Handling sensitive patient data requires stringent security and compliance measures.

  • Data Anonymization: Genomics England employs robust data anonymization techniques before making data available for research and model development.
  • Access Control: Role-Based Access Control (RBAC) through AWS Identity and Access Management (IAM) ensures that only authorized personnel and services can access data and resources.
  • Encryption: Data at rest in S3 is encrypted using AWS Key Management Service (KMS), and data in transit is encrypted using TLS/SSL.
  • Network Isolation: Amazon Virtual Private Cloud (VPC) provides network isolation for SageMaker resources and other components of the pipeline.
  • Compliance: The entire architecture is designed to comply with relevant regulations such as HIPAA (in some collaborative contexts) and GDPR (within the UK and EU). AWS provides services and features that help organizations meet these compliance requirements.

9. Conclusion

The collaboration between Genomics England and AWS, leveraging Amazon SageMaker, represents a significant advancement in applying multi-modal machine learning to cancer research. By integrating complex genomic, clinical, and imaging data, these pipelines have the potential to improve cancer subtyping accuracy, refine survival predictions, and ultimately contribute to more personalized and effective treatment strategies.
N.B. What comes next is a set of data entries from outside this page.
PR #140, opened 2020-10-02
reorganizing menu items

robertylewis:
Whether or not these are displayed as a sidebar or top menus, here are some suggestions for ordering and organizing! Very open to comments.

This is a PR into the `navpanel` branch.

### DIFF
--- a/data/menus.yaml
+++ b/data/menus.yaml
@@ -1,15 +1,24 @@
+- title: Community
+  items:
+    - Zulip chat: https://leanprover.zulipchat.com/
+    - GitHub: https://github.com/leanprover-community/mathlib
+    - Community information: meet.html
+    - Papers about Lean: papers.html
+    - Projects using Lean: lean_projects.html
+
 - title: Installation
   items:
     - Get started: get_started.html
-    - Linux installation: install/linux.html
-    - Debian installation: install/debian.html
+    - Debian/Ubuntu installation: install/debian.html
+    - Generic Linux installation: install/linux.html
     - MacOS installation: install/macos.html
     - Windows installation: install/windows.html
     - Online version (no installation): https://leanprover-community.github.io/lean-web-editor
 
 - title: Documentation
   items:
-    - Big list of docs (start here): learn.html
+    - Leaning resources (start here): learn.html
+    - API documentation: https://leanprover-community.github.io/mathlib_docs
     - calc mode: extras/calc.html
     - conv mode: extras/conv.html
     - simplifier: extras/simp.html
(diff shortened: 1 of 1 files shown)


data/menus.yaml
```diff
@@ -1,15 +1,24 @@
+- title: Community
```
robertylewis, line 1: I think the Zulip and GitHub links need to be at the top. The others are much less important but they make sense in this section.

Future directions include exploring federated learning approaches to enable collaborative model training across multiple institutions without sharing raw data, developing longitudinal models to capture the temporal dynamics of cancer progression, and further enhancing model interpretability to facilitate clinical translation.

The lessons learned from deploying these real-world MMML pipelines highlight the importance of robust data engineering, scalable infrastructure, careful model design, and a strong focus on security, compliance, and clinical relevance. As multi-modal data continues to grow in volume and complexity, the partnership between organizations like Genomics England and cloud platforms like AWS will be crucial in unlocking the full potential of machine learning for the benefit of patients.